- Directed by: Roger Andrieux [fr]
- Screenplay by: Roger Andrieux
- Starring: Philippe Léotard Laura Alexis
- Cinematography: Robert Alazraki
- Edited by: Kenout Peltier
- Music by: Alain Jomy
- Release date: 1980;
- Language: French

= The Little Mermaid (1980 film) =

1980 romantic drama film

The Little Mermaid (La Petite Sirène) is a 1980 French romantic drama film written and directed by Roger Andrieux. It was entered into the main competition at the 37th Venice International Film Festival.

== Cast ==
- Philippe Léotard as Georges
- Laura Alexis as Isabelle
- Évelyne Dress as Nelly
- Marie Dubois as Bénédicte
- Marianne Winquist as Véronique
- Diane Sorelle as Claire
- Jean Franval as Harcour
- François Dyrek as Georges' friend
- André Penvern as Georges' friend
- Nicole Vassel as Georges' friend
- Manuela Gourary as Georges' friend
- Pierre Frag as Robert
- Louis Julien as Police officer

==Production==
The film is based on the novel Les petites sirènes by Yves Dangerfield.

==Release==
The film entered the main competition at the 37th edition of the Venice Film Festival.
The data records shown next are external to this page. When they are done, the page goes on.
PR #387, opened 2025-09-06
Publish results api

JoeyRubas:
Creates an API endpoint to be called by the standings website with all the results data needed to update standings. API isn't authenticated, but this endpoint is only exposed after all the information it has is already public, so this shouldn't be a problem.

### DIFF
--- a/mittab/apps/tab/views.py
+++ b/mittab/apps/tab/views.py
@@ -27,9 +27,11 @@ def index(request):
     debater_list = [(debater.pk, debater.display)
                     for debater in Debater.objects.all()]
     room_list = [(room.pk, room.name) for room in Room.objects.all()]
-    publish_ready = Outround.objects.filter(num_teams=2).exclude(
+    expected_finals = 1+ bool(TabSettings.get("nov_teams_to_break", 4))
+    completed_finals = Outround.objects.filter(num_teams=2).exclude(
         victor=Outround.UNKNOWN
-    ).count() == bool(TabSettings.get("nov_teams_to_break", 4)) + 1
+    ).count()
+    publish_ready = completed_finals == expected_finals
     results_published = TabSettings.get("results_published", False)
 
     number_teams = len(team_list)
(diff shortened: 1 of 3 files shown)


mittab/apps/tab/views.py
```diff
@@ -26,6 +27,10 @@ def index(request):
     debater_list = [(debater.pk, debater.display)
                     for debater in Debater.objects.all()]
     room_list = [(room.pk, room.name) for room in Room.objects.all()]
+    publish_ready = Outround.objects.filter(num_teams=2).exclude(
+        victor=Outround.UNKNOWN
+    ).count() == bool(TabSettings.get("nov_teams_to_break", 4)) + 1
+    results_published = TabSettings.get("results_published", False)
```
jordaeday, line 33: nit: should probably format differently for readability (.exclude() and .count() on separate lines, don't break up the parenthesis)

mittab/apps/tab/views.py
```diff
@@ -455,3 +456,51 @@ def batch_checkin(request):
         "round_numbers": round_numbers,
         "rooms_and_checkins": rooms_and_checkins,
         })
+
+
+def publish_results(request, action):
+    # Convert URL parameter: 0 = unpublish, 1 = publish
```
jordaeday, line 462: nit: should be named in such a way that describes what it does (ie is_published)

mittab/libs/api_standings.py
```diff
@@ -0,0 +1,76 @@
...
+    novice_speakers = novice_speakers[:10]
+
+    return {
+        "varsity_speaker_awards": get_speaker_awards_data(varsity_speakers),
+        "novice_speaker_awards": get_speaker_awards_data(novice_speakers),
+        "varsity_team_placements": get_team_placements_data(Team.VARSITY),
+        "novice_team_placements": get_team_placements_data(Team.NOVICE),
+        "registered_debater_ids": get_registered_debater_ids(),
+        "new_debater_data": get_new_debater_data()
+    }
```
jordaeday, line 76: might be useful for the user to also be able to access a list of all debaters (combining registered and new)

JoeyRubas: Main reason not to was that we're transferring different data for each (new debaters need all their info, because that's being used to add them to the DB, other debaters are already in the DB, so there's no use for that extra data. Shouldn't be a problem b/c the only intended consumer of this endpoint is standings

mittab/apps/tab/views.py
JoeyRubas: Went with something different because I want to make it clear that I'm referring to the state after the endpoint runs, as opposed to the state that it's currently set to, before the endpoint. Should be clearer now nonetheless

It was also screened at the Montreal International Film Festival.

==Reception==
A contemporary Variety review noted: "Film's originality and force come from Andrieux inscribing the tale in a banal contemporary setting yet telling the story with beguiling fairy tale simplicity in which a veneer of charm barely conceals a strong undercurrent of anxiety." Falvo Angelo from Corriere della Sera described the film as "a delicate fable", praising the lack of morbosity in spite of its problematic script.